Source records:
'''

PR #1109, opened 2015-01-27
Use correct pathto args for referencing jquery

jamesls:
http://sphinx-doc.org/templating.html#pathto

pathto(document)
Return the path to a Sphinx document as a URL. Use this to refer to built documents.

pathto(file, 1)
Return the path to a file which is a filename relative to the root of the generated output. Use this to refer to static files.

Previously this was generating an href of `jquery-1.9.1.min.js.html` which is not what we want.

cc @kyleknap @danielgtaylor


kyleknap:
LGTM :ship:

PR #1113, opened 2015-01-27
Handle broken pipe errors

jamesls:
If stdout is being piped to another process and that process
closes stdin, then we get an IOError with a broken pipe message.
If the reading end of the pipe closes the pipe, we should just exit.
This is a normal (and common) case and we shouldn't be printing
an error message when this happens.

The error was being raised on the `.flush()` call to the stream.

Before:
```
$ aws ec2 describe-instances | head -n 1
{

[Errno 32] Broken pipe
```

After:

```
$ aws ec2 describe-instances | head -n 1
{
```

cc @kyleknap @danielgtaylor

### DIFF
--- a/awscli/formatter.py
+++ b/awscli/formatter.py
@@ -44,6 +44,12 @@ class Formatter(object):
     def _get_default_stream(self):
         return compat.get_stdout_text_writer()
 
+    def _flush_stream(self, stream):
+        try:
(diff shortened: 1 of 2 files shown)


kyleknap:
Looks good. :ship: Even though coveralls shows a drop, you added a test for the case. So you are good.

Issue #1090, opened 2015-01-13
Add ability to limit bandwidth for S3 uploads/downloads


jamesls:
Original from #1078, this is a feature request to add the ability for the `aws s3` commands to limit the amount of bandwidth used for uploads and downloads.

In the referenced issue, it was specifically mentioned that some ISPs charge fees if you go above a specific mbps, so users need the ability to limit bandwidth.

I imagine this is something we'd only need to add to the `aws s3` commands.

austinsnow:
Hello jamesis,
Could you provide a timeframe when the bandwidth limit could become available?
Thanks
austinsnow

kjohnston:
:+1:

beauhoyt:
:+1:

bhegazy:
:+1:

seattledoug:
+1

dsclassen:
![](https://assets-cdn.github.com/images/icons/emoji/unicode/1f44d.png)

godefroi:
![big thumb up](https://camo.githubusercontent.com/a2840914d539225aaf8d395397d8dbc488a0740d/68747470733a2f2f6173736574732d63646e2e6769746875622e636f6d2f696d616765732f69636f6e732f656d6f6a692f756e69636f64652f31663434642e706e67)

rayterrill:
:+1:

kazeburo:
:+1:

isaoshimizu:
:+1:

quiver:
Under Unix-flavor systems, [trickle](http://monkey.org/~marius/pages/?page=trickle) comes in handy for ad-hoc throttling. `trickle` hooks socket-APIs  using `LD_PRELOAD` and throttles bandwidth.

You can run commands something like 
```
$ trickle -s -u {UPLOAD_LIMIT(KB/s)} command
$ trickle -s -u {UPLOAD_LIMIT(KB/s)} -d {DOWNLOAD_LIMIT(KB/s)} command
```
Built-in feature will be really useful, but given cross-platform nature of AWS-CLI, it can cost a lot  to implement and maintain it.

binaryorganic:
Trickle is specifically mentioned in issue #1078 which is linked to in the first comment here. The two (trickle and AWS-CLI) just don't play nice together in my experience.

isp0000:
:+1:

l3rady:
:+1:

andrefelipe:
+1

ddehghan:
+1

[...]

Issue #907, opened 2014-09-03
Limit number of parallel s3 transfers


phemmer:
Can we get a way to limit the number of parallel s3 transfers? As it is, transfer jobs are consuming a lot of system resources (CPU, disk IO, bandwidth) because the `aws s3 sync` command is launching several parallel transfers.

The simplest way I can think of would be to pull constants from environment variables. This would let you override the `MAX_PARTS` from [constants.py](https://github.com/aws/aws-cli/blob/2bdb58ba8ae171fff6467fc9ee39936b5bc1940b/awscli/customizations/s3/constants.py#L17).
With this method, power users could override other constants as well. But for my use case, a `--max-parts` command line option would suffice.

jamesls:
This is now possible via https://github.com/aws/aws-cli/pull/1122, docs are here: https://github.com/aws/aws-cli/blob/develop/awscli/topics/s3-config.rst

Issue #699, opened 2014-03-11
Expose max queue size in S3 as a config/param


jamesls:
This will help users get more meaningful progress regarding their transfers.  See #488 for more info.  Also related: #489

kyleknap:
This has been implemented for a while. Closing.

PR #1122, opened 2015-02-03
Add config variables for changing S3 runtime values

jamesls:
This pull requests adds support for the following parameters in the `~/.aws/config` file:

* max_concurrent_requests: The maximum number of concurrent transfer requests to S3 at any given moment.
* max_queue_size: The maximum number of transfer tasks queued at any given point in time.
* multipart_threshold: The size at which we switch to multipart uploads/downlaods. The appropriate values are specified below.
* multipart_chunk_size: The chunk size to use when using multipart transfers.

A sample config looks like:

```
[profile development]
aws_access_key_id = foo
aws_secret_access_key = bar
region = us-west-2
s3 =
  max_concurrent_requests = 20
  max_queue_size = 10000
  multipart_threshold = 128MB
  multipart_chunk_size = 64MB
```

This addresses several needs we've heard including:

* The ability to limit the number of parallel s3 transfers (https://github.com/aws/aws-cli/issues/907, and indirectly https://github.com/aws/aws-cli/issues/1090)
* The ability to set the queue size for better progress info:  https://github.com/aws/aws-cli/issues/699
* Add the ability to set the threshold at which we switch to multipart operations
* Set the part size to use for multipart operations

This still needs documentation, but the code is ready for review.

## Code Overview

While working on this code, there were parts of the code I updated before making any functional changes.  These include things like pep8 formatting, removing code that's no longer called, improving some of the semantics of the `CommandParameters` class.  None of these changes have any functional changes:

fb51db1 - Cleanup code formatting
60f7377 - Remove unused method
ab7ba1a - Remove session dep from CommandParameters
e9fdaf7 - Remove trailing/leading whitespace
2e3477d - Move part size constants out to their respective modules
9ba4d38 - Move constants to transferconfig

Then the two commits that add in the change.  The first is the addition of a `RuntimeConfig` object that manages all of the merging/converting of config file values:

697662b - Add class for merging converting s3 runtime config

Then plumbing this newly created class into the S3 command codebase:

db24830 - Plumb through S3 runtime config

I'd suggest taking a look at the last two commits on their own and then reviewing the rest.

cc @kyleknap @danielgtaylor


jamesls:
Looking at the coveralls coverage drop...

jamesls:
Also, just noticed that there's an integ test failure for streaming.  Looks like I missed plumbing this into streaming s3handler as well, which I believe should not use the runtime config settings.

awscli/customizations/s3/s3handler.py
```diff
@@ -65,14 +68,16 @@ def __init__(self, session, params, result_queue=None,
...
                 self.params[key] = params[key]
-        self.multi_threshold = multi_threshold
-        self.chunksize = chunksize
+        self.multi_threshold = self._runtime_config['multipart_threshold']
+        self.chunksize = self._runtime_config['multipart_chunksize']
+        LOGGER.debug("Using a multipart threshold of %s and a part size of %s",
+                     self.multi_threshold, self.chunksize)
         self.executor = Executor(
-            num_threads=self.EXECUTOR_NUM_THREADS,
+            num_threads=self._runtime_config['max_concurrent_requests'],
```
kyleknap: Shouldn't this be
```
num_threads=self._runtime_config['max_concurrent_requests']-1
```

Because the main thread is acting as a producer by calling the ``ListObjects`` operation.

awscli/customizations/s3/transferconfig.py
```diff
@@ -0,0 +1,76 @@
...
+
+    def build_config(self, **kwargs):
+        """Create and convert a runtime config dictionary.
+
+        This method will merge and convert S3 runtime configuration
+        data into a single dictionary that can then be passed to classes
+        that use this runtime config.
+
+        :param kwargs:  Any key in the ``DEFAULTS`` dict.
+        :return: A dictionar of the merged and converted values.
```
kyleknap: dictionar --> dictionary

awscli/customizations/s3/transferconfig.py
```diff
@@ -0,0 +1,76 @@
...
+            if value is not None and not isinstance(value, int):
+                runtime_config[attr] = human_readable_to_bytes(value)
+
+    def _validate_config(self, runtime_config):
+        for attr in self.POSITIVE_INTEGERS:
+            value = runtime_config.get(attr)
+            if value is not None:
+                try:
+                    runtime_config[attr] = int(value)
+                    if not runtime_config[attr] > 0:
```
kyleknap: If num_threads in the executor = max_concurrent_requests - 1, max_concurrent_requests must not be less than 2.

awscli/customizations/s3/utils.py
```diff
@@ -61,12 +71,34 @@ def human_readable_size(value):
...
+
+    """
+    suffix = value[-2:].lower()
+    has_size_identifier = (
+        len(value) >= 2 and suffix in SIZE_SUFFIX)
+    if not has_size_identifier:
+        try:
+            return int(value)
+        except ValueError:
+            raise ValueError("Invalid size value: %s" % value)
```
kyleknap: You might want to state what a valid size value qualifies as in the error message. I could see someone see Mib being used for ``ls --human-readable`` and try using that instead.

tests/unit/customizations/s3/test_subcommands.py
```diff
@@ -531,22 +529,13 @@ def test_check_src_path_pass(self):
         parameters = {}
         for filename in files:
             parameters['dir_op'] = filename[1]
-            cmd_parameter = CommandParameters(self.session, 'put',
-                                              parameters, '')
+            cmd_parameter = CommandParameters('put', parameters, '')
             cmd_parameter.add_region(mock.Mock())
             cmd_parameter.check_src_path(filename[0])
 
-    def test_check_force(self):
```
kyleknap: Hmm we were not actually asserting anything for this test...

kyleknap: It could be nice if this test was moved to the CommandArchitecture test suite and have something asserted.

kyleknap:
Looks good. I guess my main comment was related to the interpretation of ``max_concurrent_requests``. I just want to be on the same page with you before it gets merged.

awscli/customizations/s3/s3handler.py
jamesls: After initially implementing that, I ended up making this just match the number of threads.  The main reason is that if we do add ` max - 1`, then the minimum value needs to be `2`, which I think would confuse customers.  It's also not intuitive that you can't set this value to 1.  If a user wants to "turn off" parallelism, you'd think you'd set `max_concurrent_requests` to 1, but they would need to set max_concurrent_requests to `2`.  I could see us getting questions about that.

Another option is to rename this to be more explicit.  If we called it `max_transfer_requests` maybe that would clear up what this is doing.  Although I think `max_concurrent_requests` is more clear than `max_transfer_threads`.  What do you think?

awscli/customizations/s3/utils.py
jamesls: maybe we should also just support the *iB suffixes as well?

tests/unit/customizations/s3/test_subcommands.py
jamesls: Yeah I think that's probably the drop in coverage.  I'll add a test.

awscli/customizations/s3/s3handler.py
kyleknap: Yeah I like that last option the best. If I had no knowledge of the internals of the s3 commands, I would also find it confusing that the lowest that you can make it is 2. I do not like ``max_transfer_requests`` because it is ambiguous (it seems to imply that we will at most do that maximum amount of transfers for the one command).

awscli/customizations/s3/utils.py
kyleknap: +1 on that. I could see an issue come in on that.

jamesls:
@kyleknap I believe I've incorporated all the feedback.  Coveralls also looks good now.  Let me know if I've missed anything.

cc @danielgtaylor

kyleknap:
Thanks! :ship:

jamesls:
Closing, this was merged via: https://github.com/aws/aws-cli/commit/9911da327b39fbbff66e454fd2d765e20fc6a659

joelvanvelden:
The given sample config has an error:
"multipart_chunk_size = 64MB"
should instead read:
multipart_chunksize = 64MB

I found this out the hard way :(

Also, this (very useful) new feature is not documented anywhere apart from this pull request.

jamesls:
@joelvanvelden Thanks for pointing that out.  I wish I would have named it multipart_chunk_size to be consistent with max_queue_size but I suppose it's too late to change.

Regarding the documentation, there's an existing pull request out (https://github.com/aws/aws-cli/pull/1147) that adds topic guides to the CLI help system (as well as the online html docs).  This gives us a place to document advanced topics such as these s3 settings.  We'll be adding a topic guide on s3 configuration shortly.

TimLudwinski:
Unfortunately, setting `max_concurrent_requests` doesn't solve the issue of limiting the bandwidth for me.  With 1 connection (I verified that there was only one though netstat), our 100Mb pipe is clogged.  (Not that having this bandwidth is a bad thing necessarily).  We still need #1090 to be implemented.

PR #1123, opened 2015-02-03
Remove some references in iam examples

kyleknap:
These references caused the links to break in the command's reference page because the references are declared twice in the same document. Removed the reference in the examples to fix the broken links.

cc @jamesls @danielgtaylor


jamesls:
:shipit:

kyleknap:
Yeah... coveralls does not make any sense. Merging.

PR #1126, opened 2015-02-04
Disable paramfile for sqs purge-queue

jamesls:
Valid values for this param will be https so we need to disable paramfile processing.

cc @kyleknap @danielgtaylor


jamesls:
Coveralls makes no sense here.  I think I should be ok test coverage, I added a test for this.

kyleknap:
Yeah its fine. :ship:

PR #1129, opened 2015-02-05
Fix failing test from recent Botocore changes

danielgtaylor:
This makes the CLI work with the changes in boto/botocore#448 that support
anonymous (unsigned) clients using the new `botocore.UNSIGNED` sentinel.

It requires the upstream Botocore change, so tests are likely to fail in this pull request.

cc @jamesls @kyleknap

### DIFF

'''

What to do: Locate the word "kwargs" in the entries, and copy every line where it is found.

Your response:
+    def build_config(self, **kwargs):
+        :param kwargs:  Any key in the ``DEFAULTS`` dict.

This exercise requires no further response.